> **Exercise brief**
In the data below, how many lines contain the word "useRef"? Answer with the number alone.

> **Source data**
====

PR #1890, opened 2023-11-14
[data-grid] Retain Row and Column ID's when rows and columns are removed

kenk2:
### Summary

**What was changed:**
The Row ID is now saved whenever a user interacts with the data grid. 

**Why it was changed:**
To fix errors with accessing indexes that are no longer valid when filtering or deleting rows from the data grid.

### Testing

This change was tested using:

- [x] WDIO
- [ ] Jest
- [ ] No tests are needed

### Reviews

- [ ] UX review
- [ ] Accessibility review
- [x] Functional review

### Additional Details

**This PR resolves:**

UXPLATFORM-9815 

---

@cerner/terra

### DIFF
--- a/packages/terra-table/src/subcomponents/ColumnHeader.jsx
+++ b/packages/terra-table/src/subcomponents/ColumnHeader.jsx
@@ -84,6 +84,7 @@ const ColumnHeader = (props) => {
   return (
     <thead>
       <tr
+        aria-rowindex={1}
         data-row-id={`${tableId}-header-row`}
         className={cx('column-header-row', { hidden: !hasVisibleColumnHeaders })}
         height={hasVisibleColumnHeaders ? headerHeight : undefined}
--- a/packages/terra-table/tests/jest/ColumnHeader.test.jsx
+++ b/packages/terra-table/tests/jest/ColumnHeader.test.jsx
@@ -27,6 +27,7 @@ describe('ColumnHeader', () => {
     expect(columnHeader).toHaveLength(1);
     expect(columnHeader.props().height).toBe('3rem');
     expect(columnHeader.props()['data-row-id']).toBe('test-table-header-row');
+    expect(columnHeader.props()['aria-rowindex']).toBe(1);
 
     //  Validate ColumnHeaderCell React component
     const columnHeaderCells = columnHeader.find(ColumnHeaderCell);
@@ -59,6 +60,7 @@ describe('ColumnHeader', () => {
     expect(columnHeader).toHaveLength(1);
     expect(columnHeader.props().height).toBe('3rem');
     expect(columnHeader.props()['data-row-id']).toBe('test-table-header-row');
+    expect(columnHeader.props()['aria-rowindex']).toBe(1);
 
     // Validate ColumnHeaderCell React component
     const columnHeaderCells = columnHeader.find(ColumnHeaderCell);
@@ -89,6 +91,8 @@ describe('ColumnHeader', () => {
     const columnHeader = wrapper.find('.column-header-row');
     expect(columnHeader).toHaveLength(1);
     expect(columnHeader.props().height).toBe('3rem');
+    expect(columnHeader.props()['data-row-id']).toBe('test-table-header-row');
+    expect(columnHeader.props()['aria-rowindex']).toBe(1);
 
     // Validate ColumnHeaderCell React component
     const columnHeaderCells = columnHeader.find(ColumnHeaderCell);
@@ -126,6 +130,7 @@ describe('ColumnHeader', () => {
     expect(columnHeader).toHaveLength(1);
     expect(columnHeader.props().height).toBe('3rem');
     expect(columnHeader.props()['data-row-id']).toBe('test-table-header-row');
+    expect(columnHeader.props()['aria-rowindex']).toBe(1);
 
     // Validate ColumnHeaderCell React component
     const columnHeaderCell = columnHeader.find(ColumnHeaderCell).first();
@@ -159,6 +164,7 @@ describe('ColumnHeader', () => {
     const columnHeader = wrapper.find('.hidden');
     expect(columnHeader).toHaveLength(1);
     expect(columnHeader.props()['data-row-id']).toBe('test-table-header-row');
+    expect(columnHeader.props()['aria-rowindex']).toBe(1);
 
     expect(wrapper).toMatchSnapshot();
   });
--- a/packages/terra-data-grid/tests/jest/__snapshots__/DataGrid.test.jsx.snap
+++ b/packages/terra-data-grid/tests/jest/__snapshots__/DataGrid.test.jsx.snap
@@ -505,6 +505,7 @@ exports[`DataGrid verifies onCellSelect callback is triggered when space is pres
             >
               <thead>
                 <tr
+                  aria-rowindex={1}
                   className="column-header-row"
                   data-row-id="test-terra-data-grid-table-header-row"
                   height="2.5rem"
@@ -3152,6 +3153,7 @@ exports[`DataGrid verifies onCellSelect callback is triggered when space is pres
             >
               <thead>
                 <tr
+                  aria-rowindex={1}
                   className="column-header-row"
                   data-row-id="test-terra-data-grid-table-header-row"
                   height="2.5rem"
@@ -5810,6 +5812,7 @@ exports[`DataGrid verifies row selection column header selection 1`] = `
             >
               <thead>
                 <tr
+                  aria-rowindex={1}
                   className="column-header-row"
                   data-row-id="test-terra-data-grid-table-header-row"
                   height="2.5rem"
@@ -9193,6 +9196,7 @@ exports[`DataGrid verifies that the grid created is consistent with the rows and
             >
               <thead>
                 <tr
+                  aria-rowindex={1}
                   className="column-header-row"
                   data-row-id="test-terra-data-grid-table-header-row"
                   height="2.5rem"
@@ -11808,6 +11812,7 @@ exports[`DataGrid verifies the rows are created with the right props 1`] = `
             >
               <thead>
                 <tr
+                  aria-rowindex={1}
                   className="column-header-row"
                   data-row-id="test-terra-data-grid-table-header-row"
                   height="2.5rem"
--- a/packages/terra-data-grid/tests/jest/__snapshots__/WorklistDataGrid.test.jsx.snap
+++ b/packages/terra-data-grid/tests/jest/__snapshots__/WorklistDataGrid.test.jsx.snap
@@ -613,6 +613,7 @@ exports[`Row selection verifies Shift+Click enables row selection when row selec
                 >
                   <thead>
                     <tr
+                      aria-rowindex={1}
                       className="column-header-row"
                       data-row-id="test-terra-worklist-data-grid-table-header-row"
                       height="2.5rem"
@@ -3400,6 +3401,7 @@ exports[`Row selection verifies Shift+Click establishes anchor and selects row w
                 >
                   <thead>
                     <tr
+                      aria-rowindex={1}
                       className="column-header-row"
                       data-row-id="test-terra-worklist-data-grid-table-header-row"
                       height="2.5rem"
@@ -6946,6 +6948,7 @@ exports[`Row selection verifies Shift+Click honors the anchor established by row
                 >
                   <thead>
                     <tr
+                      aria-rowindex={1}
                       className="column-header-row"
                       data-row-id="test-terra-worklist-data-grid-table-header-row"
                       height="2.5rem"
@@ -10462,6 +10465,7 @@ exports[`Row selection verifies Shift+Space enables row selection when row selec
                 >
                   <thead>
                     <tr
+                      aria-rowindex={1}
                       className="column-header-row"
                       data-row-id="test-terra-worklist-data-grid-table-header-row"
                       height="2.5rem"
@@ -13249,6 +13253,7 @@ exports[`Row selection verifies Shift+Space establishes anchor and selects row i
                 >
                   <thead>
                     <tr
+                      aria-rowindex={1}
                       className="column-header-row"
                       data-row-id="test-terra-worklist-data-grid-table-header-row"
                       height="2.5rem"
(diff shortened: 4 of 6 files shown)


packages/terra-data-grid/src/DataGrid.jsx
```diff
@@ -279,6 +280,7 @@ const DataGrid = injectIntl((props) => {
     setFocusedCol(columnIndex);
 
     if (onColumnSelect) {
+      setLastActiveRowId('');
```
cm9361, line 283: The column header is a valid row as well. I would not expect us to have an empty value because we selected a column header.

packages/terra-data-grid/src/DataGrid.jsx
```diff
@@ -476,7 +484,19 @@ const DataGrid = injectIntl((props) => {
     if (!event.currentTarget.contains(event.relatedTarget)) {
       // Not triggered when swapping focus between children
       if (handleFocus.current) {
-        setFocusedRowCol(focusedRow, focusedCol, true);
+        // When modifying the number of rows, we set the focused cell to the last selected RowId and columnId
+        if (lastActiveRowId) {
```
cm9361, line 488: You have logic for the rows, but there does not seem to be logic to ensure that the column is valid.

packages/terra-data-grid/src/DataGrid.jsx
```diff
@@ -459,6 +463,10 @@ const DataGrid = injectIntl((props) => {
       event.preventDefault(); // prevent the page from moving with the arrow keys.
       return;
     }
+
+    const newRowId = nextRow === 0 ? undefined : dataGridRows[nextRow - 1]?.id;
```
cm9361, line 467: I don't think this logic will work with sections.  You might have to get the row identifier from the table row element.

packages/terra-data-grid/src/DataGrid.jsx
```diff
@@ -459,6 +463,10 @@ const DataGrid = injectIntl((props) => {
...
+    setLastActiveRowId(newRowId);
```
cm9361, line 468: Shouldn't we be setting this value where we set the focused row and column?  I wouldn't expect them to be separated.

packages/terra-data-grid/src/DataGrid.jsx
```diff
@@ -181,6 +181,7 @@ const DataGrid = injectIntl((props) => {
   const [checkResizable, setCheckResizable] = useState(false);
   const [focusedRow, setFocusedRow] = useState(0);
   const [focusedCol, setFocusedCol] = useState(0);
+  const [lastActiveRowId, setLastActiveRowId] = useState();
```
cm9361, line 184: I think that this could be a reference variable.

packages/terra-framework-docs/src/terra-dev-site/test/data-grid/worklist-data-grid/WorklistDataGridDeleteRows.test.jsx
```diff
@@ -0,0 +1,49 @@
...
+  const onRowSelectAll = useCallback(() => {
+    const newRowData = rowData.map(row => ({ ...row, isSelected: true }));
+    setRowData(newRowData);
+  }, [rowData]);
+
+  return (
+    <div>
+      <div>
+        <button type="button" id="delete-rows-button" onClick={() => setRowData(rowData.filter(row => !row.isSelected))}>Delete Rows</button>
+        <button type="button" id="filter-rows-button" onClick={() => setRowData(rowData.filter(row => row.isSelected))}>Filter Rows</button>
```
cm9361, line 33: I am not clear on how this is a "Filter" button.  It seems like you should only need the one delete button.

packages/terra-data-grid/src/DataGrid.jsx
```diff
@@ -178,6 +178,9 @@ const DataGrid = injectIntl((props) => {
   const tableContainerRef = useRef();
   const handleFocus = useRef(true);
 
+  const lastActiveRowId = useRef();
+  const lastActiveColumnId = useRef();
```
cm9361, line 182: Since the is a reference variable, I think you can just create one single object with the two properties.  Also, I still think we should use "focused" instead of "active".  They have two different meanings in CSS.  It would also be easier to follow if the naming conventions were the same.

packages/terra-data-grid/src/DataGrid.jsx
```diff
@@ -196,15 +199,18 @@ const DataGrid = injectIntl((props) => {
...
   // functions
 
-  const isRowSelectionCell = (columnIndex) => (
+  const isRowSelectionCell = useCallback((columnIndex) => (
     hasSelectableRows && columnIndex < displayedColumns.length && displayedColumns[columnIndex].id === WorklistDataGridUtils.ROW_SELECTION_COLUMN.id
-  );
+  ), [displayedColumns, hasSelectableRows]);
 
-  const setFocusedRowCol = (newRowIndex, newColIndex, makeActiveElement) => {
+  const setFocusedRowCol = useCallback((newRowIndex, newColIndex, makeActiveElement) => {
```
cm9361, line 206: Why do we need to add a useCallback hook here?

packages/terra-data-grid/src/DataGrid.jsx
```diff
@@ -196,15 +199,18 @@ const DataGrid = injectIntl((props) => {
   // -------------------------------------
   // functions
 
-  const isRowSelectionCell = (columnIndex) => (
+  const isRowSelectionCell = useCallback((columnIndex) => (
```
cm9361, line 202: I would not expect us to need a useCallback for such a simple function.

packages/terra-data-grid/tests/wdio/worklist-data-grid-spec.js
```diff
@@ -396,6 +396,45 @@ Terra.describeViewports('WorklistDataGrid', ['medium', 'large'], () => {
     });
   });
 
+  describe('row deletion', () => {
```
cm9361, line 399: I would think that you could test most of these scenarios with jest.  Do we really need as many WDIO tests?

packages/terra-table/src/subcomponents/ColumnHeader.jsx
```diff
@@ -86,6 +86,7 @@ const ColumnHeader = (props) => {
       <tr
         aria-rowindex={1}
         className={cx('column-header-row', { hidden: !hasColumnHeaders })}
+        data-row-id="table-header-row"
```
cm9361, line 89: Would not be a correct row id.  If you had two Tables on the page, you would have the same id and the DOM would be broken.

packages/terra-data-grid/src/DataGrid.jsx
```diff
@@ -476,7 +482,23 @@ const DataGrid = injectIntl((props) => {
     if (!event.currentTarget.contains(event.relatedTarget)) {
       // Not triggered when swapping focus between children
       if (handleFocus.current) {
-        setFocusedRowCol(focusedRow, focusedCol, true);
+        // When modifying the number of rows, we set the focused cell to the last selected RowId and columnId
+        if (lastActiveRowId.current && lastActiveColumnId.current) {
```
cm9361, line 486: I would think that you would deal with the row and column separately.  I am not sure we need both to exist to operate on one.

packages/terra-data-grid/src/DataGrid.jsx
```diff
@@ -476,7 +482,23 @@ const DataGrid = injectIntl((props) => {
...
+          let newRowIndex = dataGridRows.findIndex(row => row.id === lastActiveRowId.current);
+          let newColumnIndex = displayedColumns.findIndex(col => col.id === lastActiveColumnId.current);
```
cm9361, line 488: Can we spell out "column" to avoid unnecessary abbreviations?

packages/terra-data-grid/src/DataGrid.jsx
```diff
@@ -276,28 +282,27 @@ const DataGrid = injectIntl((props) => {
 
   const handleColumnSelect = useCallback((columnId) => {
     const columnIndex = displayedColumns.findIndex(column => column.id === columnId);
-    setFocusedCol(columnIndex);
+    setFocusedRowCol(focusedRow, columnIndex);
```
cm9361, line 285: For a column selection, the row would be 0, right?

packages/terra-data-grid/src/DataGrid.jsx
```diff
@@ -476,7 +482,23 @@ const DataGrid = injectIntl((props) => {
     if (!event.currentTarget.contains(event.relatedTarget)) {
       // Not triggered when swapping focus between children
       if (handleFocus.current) {
-        setFocusedRowCol(focusedRow, focusedCol, true);
+        // When modifying the number of rows, we set the focused cell to the last selected RowId and columnId
+        if (lastActiveRowId.current && lastActiveColumnId.current) {
+          let newRowIndex = dataGridRows.findIndex(row => row.id === lastActiveRowId.current);
+          let newColumnIndex = displayedColumns.findIndex(col => col.id === lastActiveColumnId.current);
+
+          newRowIndex = newRowIndex === -1
```
cm9361, line 490: You should add small comments to your logical blocks of code.

cm9361:
How are you testing your column boundary conditions?

packages/terra-data-grid/tests/wdio/worklist-data-grid-spec.js
```diff
@@ -396,6 +396,54 @@ Terra.describeViewports('WorklistDataGrid', ['medium', 'large'], () => {
...
+
+    it('retains the last selected row index when filtering rows', () => {
+      clickCell(2, 1, deleteRowsSelector);
+      clickCell(8, 1, deleteRowsSelector);
+      clickCell(5, 1, deleteRowsSelector);
+
+      browser.$('#filter-rows-button').click();
+      browser.keys(['Tab']);
+
+      expect(browser.$('tbody tr:nth-child(2) th').isFocused()).toBe(true);
```
nikhitasharma, line 413: @kenk2  Are we intentionally not doing the snapshot matches for these tests?

nikhitasharma: That is fine, since visual validation may not be important in this case.

nikhitasharma (approved):

packages/terra-data-grid/src/DataGrid.jsx
```diff
@@ -195,6 +195,8 @@ const DataGrid = forwardRef((props, ref) => {
   const tableContainerRef = useRef();
   const handleFocus = useRef(true);
 
+  const lastFocusedIds = useRef({ rowId: '', columnId: '' });
```
cm9361, line 198: I would just name this variable, focusedCell.

packages/terra-data-grid/src/DataGrid.jsx
```diff
@@ -495,7 +502,27 @@ const DataGrid = forwardRef((props, ref) => {
     if (!event.currentTarget.contains(event.relatedTarget)) {
       // Not triggered when swapping focus between children
       if (handleFocus.current) {
-        setFocusedRowCol(focusedRow, focusedCol, true);
+        let newRowIndex = focusedRow;
+        let newColumnIndex = focusedCol;
+        const headerOffset = hasVisibleColumnHeaders ? 1 : 0;
```
cm9361, line 507: I would not expect us to need a headerOffset.  Even though the headers are not visible, they are still part of the table.  Do you have a unit test for this scenario?

packages/terra-table/src/subcomponents/ColumnHeader.jsx
```diff
@@ -84,6 +84,8 @@ const ColumnHeader = (props) => {
   return (
     <thead>
       <tr
+        aria-rowindex={1}
+        data-row-id={`${tableId}-header-row`}
```
cm9361, line 88: There should be Jest updates based on this change.  You should be testing that these value exist, as expected.

packages/terra-framework-docs/src/terra-dev-site/test/data-grid/worklist-data-grid/WorklistDataGridDeleteRowsAndColumns.test.jsx
```diff
@@ -0,0 +1,71 @@
...
+      setColumnData(newColumns);
+      setRowData(newRows);
+    }
+  };
+
+  return (
+    <div>
+      <div>
+        <button type="button" id="delete-rows-button" onClick={() => setRowData(rowData.filter(row => !row.isSelected))}>Delete Rows</button>
+        <button type="button" id="filter-rows-button" onClick={() => setRowData(rowData.filter(row => row.isSelected))}>Filter Rows</button>
```
cm9361, line 54: How are you testing removing the column with the selection?

chrismichalewicz:
@kenk2  This has been functionally reviewed.

packages/terra-data-grid/CHANGELOG.md
```diff
@@ -5,6 +5,7 @@
 * Fixed
   * Fixed issue where focus was given to the column header instead of its button element.
   * Fixed issue where row selection was being announced twice in Worklist Data Grid.
+  * Fixed an issue when data accesses invalid indexes when deleting rows and columns.
```
cm9361, line 8: The issue is not specific to rows or columns being "deleted".  The data for the table is being updated and the row and/or column index no longer exists.

packages/terra-table/src/subcomponents/ColumnHeader.jsx
cm9361: It appears you missed validation for the aria-rowindex.

packages/terra-table/tests/jest/ColumnHeader.test.jsx
```diff
@@ -178,8 +182,11 @@ describe('ColumnHeader', () => {
     );
 
     // Verify that column headers are present
-    const columnHeader = wrapper.find('.hidden');
-    expect(columnHeader).toHaveLength(0);
+    const hiddenSelector = wrapper.find('.hidden');
+    expect(hiddenSelector).toHaveLength(0);
+
+    const columnHeader = wrapper.find('.column-header-row');
+    expect(columnHeader.props()['data-row-id']).toBe('test-table-header-row');
```
cm9361, line 189: You probably don't need to add the check to this test.  The purpose of this test is just to ensure the column headers are not hidden.

cm9361 (approved):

====

> **Result for this exercise**
7